Nel buio cominciai a piangere dolcemente. Un bagliore improvviso mi fece trasalire: una figura da monaco, col cappuccio abbassato sul viso si avvicinava dalle roccie con in mano una torcia, mi inginocchiai aspettando oramai qualcosa di inevitabile, ma con mia profonda sorpresa e gioia si rivelò essere il mio amico Frà Tomone.
"Sapevo che ti avrei trovato quì, mio caro amico. Ma adesso andiamo, non indugiare su queste rive, che non sono per i mortali"; mi alzai e e lo abbracciai con tutte le mie forze. Mi disse che stavamo per intraprendere un lungo viaggio per ritrovare i miei amici, e mi rivelò che facendo parte dei servizi segreti Vaticani, era stato incaricato di ritrovare il nano, che era parte dei più importanti cento ricercati da parte della Santa Sede. Mi diede da vestire un saio monacale come il suo: "è meglio per te non dare nell'occhio, non si può mai sapere dove si va a finire in queste grotte".

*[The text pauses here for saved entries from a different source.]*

PR #838, opened 2022-11-27
update windows CI to glib 2.74

jf2048:
I figured this should be updated along with https://github.com/gtk-rs/gtk3-rs/pull/793 before I forget. Also update the windows VM so we can get the latest version of python and gvsbuild, and update gvsbuild command as it now works like a real python package.

### DIFF
--- a/.github/workflows/windows.yml
+++ b/.github/workflows/windows.yml
@@ -10,11 +10,11 @@ jobs:
 
   gvsbuild:
     name: build GTK binaries with gvsbuild
-    runs-on: windows-2019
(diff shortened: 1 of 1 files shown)


sdroege (approved):

bilelmoussaoui (approved):

Hofer-Julian:
I haven't noticed that we use gvsbuild to build gtk nowadays.
I guess the book should use that then too.

sdroege:
That's for gtk3

Hofer-Julian:
I see

PR #846, opened 2022-12-04
pango: Backport Language changes

bilelmoussaoui:


pango/src/language.rs
```diff
@@ -119,29 +31,30 @@ impl Language {
...
-    pub fn sample_string(&self) -> GString {
-        unsafe { from_glib_none(ffi::pango_language_get_sample_string(self.to_glib_none().0)) }
-    }
-
     #[cfg(any(feature = "v1_48", feature = "dox"))]
     #[cfg_attr(feature = "dox", doc(cfg(feature = "v1_48")))]
     #[doc(alias = "get_preferred")]
     #[doc(alias = "pango_language_get_preferred")]
-    pub fn preferred(&self) -> Vec<Language> {
+    pub fn preferred() -> Vec<Self> {
```
bilelmoussaoui, line 38: This was always wrong, should we keep the old function signature even in this case?

pango/Gir.toml
```diff
@@ -332,6 +331,29 @@ concurrency = "send+sync"
...
+    name = "from_string"
+    # This only returns NULL when passing NULL
+        [[object.function.parameter]]
+        name = "language"
+        nullable = false
+        [object.function.return]
+        nullable = false
+    [[object.function]]
+    name = "to_string"
+    manual = true # avoids renaming the function to not cause an API break
```
sdroege, line 355: I would have `to_str()` autogenerated and implement `to_string()` manually

bilelmoussaoui: I don't know why I did the opposite...

pango/src/language.rs
```diff
@@ -1,113 +1,25 @@
...
-
-#[doc(hidden)]
-impl FromGlibPtrFull<*const ffi::PangoLanguage> for Language {
-    unsafe fn from_glib_full(ptr: *const ffi::PangoLanguage) -> Self {
-        assert!(!ptr.is_null());
-        Self(ptr as *mut _)
-    }
-}
-
-impl Default for Language {
```
sdroege, line 64: This got lost

sdroege:
Seems OK to backport otherwise

pango/src/language.rs
bilelmoussaoui: It used to take &self when it wasn't needed...

sdroege: Ah... yes. Seems fine, it wouldn't have been usable for its purpose before.

pango/src/language.rs
sdroege: That seems like exactly the behaviour you'd want or not?

sdroege: And yes, someone might have used this :)

bilelmoussaoui: > That seems like exactly the behaviour you'd want or not?

I thought Default is only meant for cases where you would get a new instance instead of the same one?

sdroege: `Language` is immutable or not? So that's the same effectively :)

sdroege (approved):

PR #847, opened 2022-12-07
gio: Add a GioInfaliableFuture

bilelmoussaoui:
Needed for https://github.com/gtk-rs/gir/pull/1397

Note this is only needed for 0.16, for 0.17 we should break the GioFuture API to make use of `T` directly instead of `Result<T, E>`


bilelmoussaoui:
Closing in favour of https://github.com/gtk-rs/gtk-rs-core/pull/849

Camminammo per ore,io canticchiando Help! dei Beatles, lui canticchiando Solo grazie di Padre Cionfoli. Trovammo un pertugio dal quale usciva la luce del sole.
Ci ritrovammo ai piedi di un acrocoro, nel bel mezzo di un bosco selvaggio. In cima alla roccia troneggiava una grande struttura di tufo, che aveva tutte le sembianze di un ritiro monacale medioevale; accanto ad un grosso mulo, un grasso monaco dalla faccia gioviale e dai denti infraciditi ci sorrise e salutò Fra Tomone come un vecchio amico: "saluti a te Tomone, ti aspettavamo all'abbazia. com'è stato il viaggio?", il mio amico rispose: "venerando Camorgio da Sassuolo il tempo è stato clemente con te. Questo è il mio discepolo Fra Zozzone da napoli", e mi indicò. Fra zozzone da Napoli? Chiesi nell'orecchio al mio amico frate: "è meglio che tu ti lasci passare per fraticello, che quì non sono tanto abituati ai secolari", mi sussurrò.
"Ma dove siamo capitati, Tomone, amico mio?", gli chiesi, e lui con un sorriso beato ma allo stesso tempo beffardo: "quando si cammina a lungo nelle fogne, la domanda non è dove, ma quando!".
Ci dirigemmo verso l'abbazia, eravamo tre monaci ed un mulo.